O que vem ao caso aqui não é o discurso religioso, mas que implicações este fato curioso pode ter quanto a maneira que a imagem é compreendida na sociedade, bem como a capacidade desse jornal de transpassar a veracidade de documentos imagéticos.
"A experiência recriativa de uma obra de arte depende, portanto, não apenas da sensibilidade natural e do preparo visual do espectador, mas também de sua bagagem cultural."(PANOFSKY, 1991, p.39.)
Fazendo-se um entendimento análogo entre "obra de arte" e fotografia - por ambas tratarem de experiências imagéticas - Panofsky sugere que a compreensão da imagem encontra limite nos nossos valores culturais. Entretanto, armados do aparato tecnológico, esse jornal simplesmente suprimiu aquilo que é culturalmente "incompreensível" (ou inaceitável) em uma imagem jornalística: a figura feminina.
É óbvio que isto resulta em grandes perdas quanto a veracidade da imagem enquanto documento, conseqüentemente, também não se compreende o sentido total da imagem seja em sua análise formal pura, seja na atribuição de sentido as expressões nela captadas; embora esta última análise também se limite a valores culturais. Quanto a forma pura da imagem, diríamos sobre Hilary Clinton que se trata de uma mulher loira de meia idade... depois falaríamos das outras 12 pessoas, dos equipamentos, sem sair deste nível de detalhamento. Quanto à atribuição de sentido poderíamos dizer quem são as pessoas, que supostamente demonstram um estado de atenção e preocupação e Hilary Clinton (se não estiver bocejando disfarçadamente) é a principal figura na imagem a evidenciar tal prontidão.
"Existem duas coisas, portanto, que nos devemos perguntar sempre se acharmos falhas na exatidão de um quadro. Uma é se o artista não teria suas razões para mudar a aparência daquilo que viu. [...] A outra é que nunca deveríamos condenar uma obra por estar incorretamente desenhada, a menos que tenhamos a profunda convicção de estarmos certos e o pintor errado."(GOMBRICH, 2000, p. 18.)

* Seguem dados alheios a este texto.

PR #1112, opened 2020-10-12
Fix: unlink beneficiary from order before deletion

patrixr:
### Changes

- orders.beneficiary_id nulled before beneficiary is deleted
- restored some commented tests
- api v2 role specification: empty role defaults to all role behaviour
- added a default error message for all foreign key related issue
- prevent frontend from setting `stockit_organisation_id` as it caused broken foreign keys

### DIFF
--- a/spec/controllers/api/v1/api_controller_spec.rb
+++ b/spec/controllers/api/v1/api_controller_spec.rb
@@ -11,12 +11,31 @@ RSpec.describe Api::V1::ApiController, type: :controller do
       end
     end
 
-    # TODO: Fix tests for 4XX status
-    # it do
-    #   get :index
-    #   expect(response.status).to eq(404)
-    #   expect(subject).to eql( {"error"=>"Oh noes !"} )
-    # end
+    it do
+      get :index
+      expect(response.status).to eq(404)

Mantendo a mesma analogia na relação "quadro"-fotografia, pelo mesmo motivo defendido por Gombrich, poderíamos contrapor qualquer acusação que se pudesse contra esse jornal, a não ser que tivéssemos absoluta certeza que o Deus desses judeus não se incomodaria que mulheres fossem fotografadas (ou ainda, que tal Deus não exista).

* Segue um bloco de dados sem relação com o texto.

PR #1114, opened 2020-10-13
GCW-3236-Added changes for international order creation

shreyas098:
### Ticket Link: 

https://jira.crossroads.org.hk/browse/GCW-3236

### What does this PR do?

FEATURE: Changes for international orders


app/models/order.rb
```diff
@@ -128,6 +131,15 @@ def delete_orders_packages
     end
   end
 
+  def international_orders?
+    detail_type == "Shipment" || detail_type == "CarryOut"
```
bharat619, line 135:
```suggestion
    [Type::SHIPMENT, Type::CARRY_OUT].includes?(detail_type)
```

and ORDER_TYPE can be a module in the order model something like
```
   module Type
      SHIPMENT = 'Shipment'
      CARRY_OUT = 'CarryOut'
   end
```

bharat619: So u can make use of those type anywhere in the application just by doing
`Order::Type::SHIPMENT` or `Order::Type::CARRY_OUT`

bharat619 (commented):
A minor improvement suggested on the constants

app/controllers/api/v1/orders_controller.rb
```diff
@@ -73,6 +73,16 @@ def transition
         render json: serializer.new(@order, include_allowed_actions: true)
       end
 
+      def fetch_shipment_or_carryout_code
+        record = Order.get_subsequent_international_code(params['detail_type'])
+
+        if record <= 99_999
```
bharat619, line 79: can move to either constants.rb, or in the module

app/controllers/api/v1/orders_controller.rb
```diff
@@ -73,6 +73,16 @@ def transition
...
       end
 
+      def fetch_shipment_or_carryout_code
+        record = Order.get_subsequent_international_code(params['detail_type'])
+
+        if record <= Order::Type::MAX_INTERNATIONAL_ORDER_CODE
+          render json: { code: record }
+        else
+          render json: { errors: "Code Limit Exhausted" }, status: 404
+        end
```
bharat619, line 83: No need to do this check here. You can rewrite the method somewhat like this

```suggestion
        code = Order.get_next_code_for(params['detail_type'])

        render json: { code: record }
```
render error in case there is an exception or if code is nil/invalid

app/models/order.rb
```diff
@@ -1,4 +1,10 @@
 class Order < ApplicationRecord
+  module Type
+    SHIPMENT = 'Shipment'.freeze
+    CARRY_OUT = 'CarryOut'.freeze
+    MAX_INTERNATIONAL_ORDER_CODE = 99_999
```
bharat619, line 5: I dont think this constant is needed at all
There is no need to maintain a limit to order code
This will be limiting the number of shipment/carryout orders that can be created in the long run

app/models/order.rb
```diff
@@ -128,6 +136,20 @@ def delete_orders_packages
...
+
+  def self.get_subsequent_international_code(params)
+    record = Order.where(detail_type: params).order("id desc").pluck(:code)
+    unless record.empty?
+      susequent_value = record.map{|s| s.gsub(/\D/, "")}
+      susequent_value.map!(&:to_i).max + 1
+    else
+      1000
+    end
+  end
```
bharat619, line 151:
```suggestion
# missing_code will give the next code
# ex: if 0001 and 0004 exists, missing_code will give 2, which will be converted to 0002
# If there is no missing_code, then next_code will give 0005
def self.get_next_code_for(type)
    code = missing_code_for(type) || next_code(type) + 1
    code.to_s.rjust(5, '0')
  end

  def self.missing_code_for(type)
    query = <<-query
      select s.i as first_missing_code from generate_series(1, :max) s(i) WHERE s.i not in (
          select CAST(substring(orders.code, 2) as INTEGER) as code from orders where orders.detail_type = :type and substring(orders.code, 2) ~ '^\\d+$'
      ) limit 1
    query

    code = connection.exec_query(sanitize_sql_array([query, type: type, max: Order.where(detail_type: type).count])).first['first_missing_code']
    code
  end

  def self.next_code(type)
    query = <<-query
    SELECT max(CAST(substring(orders.code, 2) as INTEGER)) as code from orders where orders.detail_type = :type and substring(orders.code, 2) ~ '^\d+$'
    query

    code = connection.exec_query(sanitize_sql_array([query, type: type])).first["code"]
    code
  end
```

bharat619: You can refactor the above
It has repetitive queries, you can extract them to separate method if possible

Also you can move to a separate concern or lib : )

bharat619 (changes requested):

app/models/order.rb
patrixr: we probably want to consolidate the generation of shipment codes with the one of goodcity orders

There's an existing `generate_gc_code` method. We should not merge this PR having 2 separate entry points for generating codes.

We can probably end with a single entry point, maybe like `generate_code(detail_type)`

shreyas098: There is a toggle of Shipment and Carryout in the shipment form so thought of doing it with different entry, will do it with generate_code(detail_type)

steveyken (changes requested):
A few comments below and I think you are talking with @patrixr Would be good to take a slightly different approach. Great first take though

app/controllers/api/v1/ability.rb
```diff
@@ -176,51 +176,51 @@ def item_abilities
...
-    
+
       def order_abilities
-        can :create, Order
+        can %i[create fetch_shipment_or_carryout_code], Order
         can %i[index show transition], Order, created_by_id: @user_id
         can %i[update destroy], Order, created_by_id: @user_id, state: %w[draft submitted processing awaiting_dispatch]
         if can_manage_orders? || @api_user
-          can %i[create index show update transition summary], Order
+          can %i[create index show update transition summary fetch_shipment_or_carryout_code], Order
```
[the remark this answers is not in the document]
shreyas098: sure

app/controllers/api/v1/orders_controller.rb
```diff
@@ -73,6 +73,12 @@ def transition
         render json: serializer.new(@order, include_allowed_actions: true)
       end
 
+      # GET /orders/next_code?detail_type=
+      def next_code
+        record = Order.generate_gc_code(params['detail_type'])
```
patrixr, line 78: do validate the `detail_type` param before running this

app/models/order.rb
```diff
@@ -65,6 +68,8 @@ class Order < ApplicationRecord
 
   NON_PROCESSED_STATES = ["processing", "submitted", "draft"].freeze
 
+  INTERNATIONAL_ORDERS = ["Shipment", "CarryOut"].freeze
```
patrixr, line 71: We can remove the "international orders" term completely. We don't really want that to be a thing. All orders should be processed via the same flow. You can unify the 2 validations into 1, maybe with something like this:

```ruby
  validate :verify_code_format

  def verify_code_format
    prefix = order_code_prefix(self.detail_type)
    errors.add(:base, 'Invalid code format') unless /\A#{prefix}\d{4,5}([A-Z]{1})?\z/.match(self.code)
  end
```

app/models/order.rb
```diff
@@ -485,7 +511,7 @@ def email_properties
   private
 
   def assign_code
-    self.code = Order.generate_gc_code if goodcity_order?
+    self.code = Order.generate_gc_code(detail_type) if goodcity_order?
```
patrixr, line 514: You can rename that method into `generate_code`, since it no longer deals exclusively with gc orders

spec/controllers/api/v1/orders_controller_spec.rb
```diff
@@ -631,6 +631,34 @@ def create_order_with_transport(state)
     end
   end
 
+  describe 'Order Next Code' do
```
patrixr, line 634: You're testing "Shipments" and "CarryOuts" but not "GoodCity" orders.
All types should get the same treatment : )

patrixr: Also, note that in the "CarryOut" tests, you're testing an (potentially) erroneous case but not a normal expected case. And you're doing the opposite in "Shipment"

Make sure you test for all potential scenarios, for all types : )

spec/controllers/api/v1/orders_controller_spec.rb
```diff
@@ -631,6 +631,42 @@ def create_order_with_transport(state)
...
```
bharat619, line 634:
```suggestion
  describe 'GET next_code' do
```

app/controllers/api/v1/orders_controller.rb
```diff
@@ -73,6 +73,12 @@ def transition
         render json: serializer.new(@order, include_allowed_actions: true)
       end
 
+      # GET /orders/next_code?detail_type="Shipment"
+      def next_code
+        record = Order.generate_code(params['detail_type'])
+        render json: { code: record }
+      end
```
steveyken, line 80: 👍

app/controllers/api/v1/orders_controller.rb
```diff
@@ -23,7 +23,7 @@ class OrdersController < Api::V1::ApiController
           param :stockit_id, String, desc: "stockit designation record id", allow_nil: true
           param :beneficiary_id, String, allow_nil: true
           param :address_id, String
-          param :booking_type_id, String, desc: 'Booking type.(Online order or appointment)'
+          param :booking_type_id, String, desc: 'Booking type.(Online order or appointment)', allow_nil: true
```
steveyken, line 26: Is there a reason we need `allow_nil`?

app/models/order.rb
```diff
@@ -429,13 +431,35 @@ def self.orders_count_per_state(orders)
...
+    prefix = order_code_prefix(detail_type)
+    splitter = prefix.length.to_i+1
+    reg = %r/^\d+$/
+
+    code = next_code(detail_type, splitter, reg) + 1
+    code = code.to_s.rjust(5, '0')
+    "#{prefix}#{code}"
+  end
+
+  def self.next_code(type, splitter, reg)
```
steveyken, line 451:
```suggestion
  def self.next_code(detail_type, splitter, reg)
```

Avoid usage of the keyword `type`

app/models/order.rb
```diff
@@ -429,13 +431,35 @@ def self.orders_count_per_state(orders)
     orders.each { |key, value| orders[key] = value.count }
   end
 
-  def self.generate_gc_code
-    record = where(detail_type: "GoodCity").order("id desc").first
-    "GC-" + gc_code(record).to_s.rjust(5, "0")
+  def self.order_code_prefix(detail_type)
```
steveyken, line 434: This is good. Can you put it in a concern? This code has a single responsibility and would fit neatly inside a concern where all relevant methods can be kept together.

steveyken (commented):
This is much better. One main change and a query. Good job!

app/models/order.rb
```diff
@@ -429,21 +446,12 @@ def self.orders_count_per_state(orders)
...
-
-  def goodcity_order?
-    detail_type == "GoodCity"
+  def valid_order?
+    [DetailType::SHIPMENT, DetailType::GOODCITY, DetailType::CARRYOUT].include? detail_type
   end
 
-  def draft_goodcity_order?
-    state == "draft" && goodcity_order?
+  def draft_valid_order?
```
swatijadhav, line 453: `valid_draft_order?` looks more readable.

app/controllers/api/v1/orders_controller.rb
bharat619: I think this is because `booking_type_id` is not required for international orders

cc: @shreyas098

bharat619 (approved):

app/controllers/api/v1/orders_controller.rb
shreyas098: Yes

bharat619 (approved):

patrixr (approved):
I think it's good to merge, just make sure to include those 2 test scenarios 

```ruby

        it "fails to create a code for invalid detail types" do
          get :next_code, params: { detail_type: detail_type }
          expect(response.status).to eq(422)
          expect(parsed_body['error']).to match(/Invalid or missing detail_type/)
        end
        it "fails to create a code for missing detail types" do
          get :next_code, params: {}
          expect(response.status).to eq(422)
          expect(parsed_body['error']).to match(/Invalid or missing detail_type/)
        end
```

app/models/concerns/order_code_generator.rb
```diff
@@ -0,0 +1,67 @@
...
+              orders.detail_type = :detail_type and SUBSTRING(orders.code, :delimiter) ~ :matcher
+          ) limit 1
+      QUERY
+      code = exec_query(query, detail_type: detail_type, matcher: matcher.source,
+                                 max: Order.where(detail_type: detail_type).count, delimiter: delimiter)
+      code.first.present? ? code.first['first_missing_code'] : nil
+    end
+
+    def exec_query(query, params)
+      klass.connection.exec_query(klass.sanitize_sql_array([query, params]))
```
steveyken, line 64: Full marks for sanitizing the query. Calling the methods directly on `ActiveRecord::Base` means you don't need to pass in or maintain an instance variable for `klass`

```suggestion
      sanitized_query = ActiveRecord::Base.send(:sanitize_sql_array, [query, params])
      ActiveRecord::Base.connection.exec_query(sanitized_query)
```

app/models/order.rb
```diff
@@ -13,6 +16,12 @@ class Order < ApplicationRecord
     ]
   end
 
+  module DetailType
+    SHIPMENT = 'Shipment'
```
steveyken, line 20: This is starting to feel like it should be a taxonomy table now? cc @patrixr  for thoughts

app/models/token.rb
```diff
@@ -107,7 +107,7 @@ def token_validation
       return errors.add(:base, I18n.t('token.invalid')) unless ALL_TYPES.include?(access_type)
       if exp_time < cur_time
         errors.add(:base, I18n.t('token.expired'))
-      elsif !(iat_time < cur_time && iat_time < exp_time)
+      elsif !(iat_time <= cur_time && iat_time < exp_time)
```
steveyken, line 110: why this change?

spec/models/order_spec.rb
```diff
@@ -724,11 +724,128 @@
...
     let(:order) { create(:order, :with_state_draft, :with_orders_packages) }
 
-    it "Assigns GC Code" do
-      expect(order.code).to include("GC-")
+    context 'Goodcity orders' do
+      it "Assigns GC Code" do
+        expect(order.code).to include('GC-')
+      end
+    end
+
```
steveyken, line 735: This is good testing but the spec file is super long. Can you extract these out into `spec/models/concerns/order_code_generator_spec.rb`?

app/models/order.rb
```diff
@@ -429,21 +446,12 @@ def self.orders_count_per_state(orders)
...
   end
 
-  def self.generate_gc_code
-    record = where(detail_type: "GoodCity").order("id desc").first
-    "GC-" + gc_code(record).to_s.rjust(5, "0")
-  end
-
-  def self.gc_code(record)
-    record ? record.code.gsub(/\D/, "").to_i + 1 : 1
+  def valid_order?
```
steveyken, line 449: Rename to

```suggestion
  def valid_detail_type?
```

app/models/order.rb
```diff
@@ -497,4 +507,24 @@ def order
   def offer
     nil
   end
+
+  def validate_shipment_date
+    is_valid = shipment_date >= Date.current
```
steveyken, line 512: This will mean we can never update shipment that have been sent in the past. I think it may be best to remove this validation entirely or just leave it on 'create' and not 'update'.

steveyken (changes requested):
Great work @shreyas098 - definitely going in the right direction. a few tweaks below then we'll be good to go

app/models/order.rb
shreyas098: Sure will just leave it on create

Certo... talvez não possamos discutir o mérito da imagem modificada, mas não nos é proibido debater as implicações que tal fato tem para a sua compreensão, pois esta discussão existe porque nossa abordagem sobre a fotografia mescla arte, técnica, e organicidade arquivística. Mas até que ponto a compreensão dos três pode (deve) ser misturada?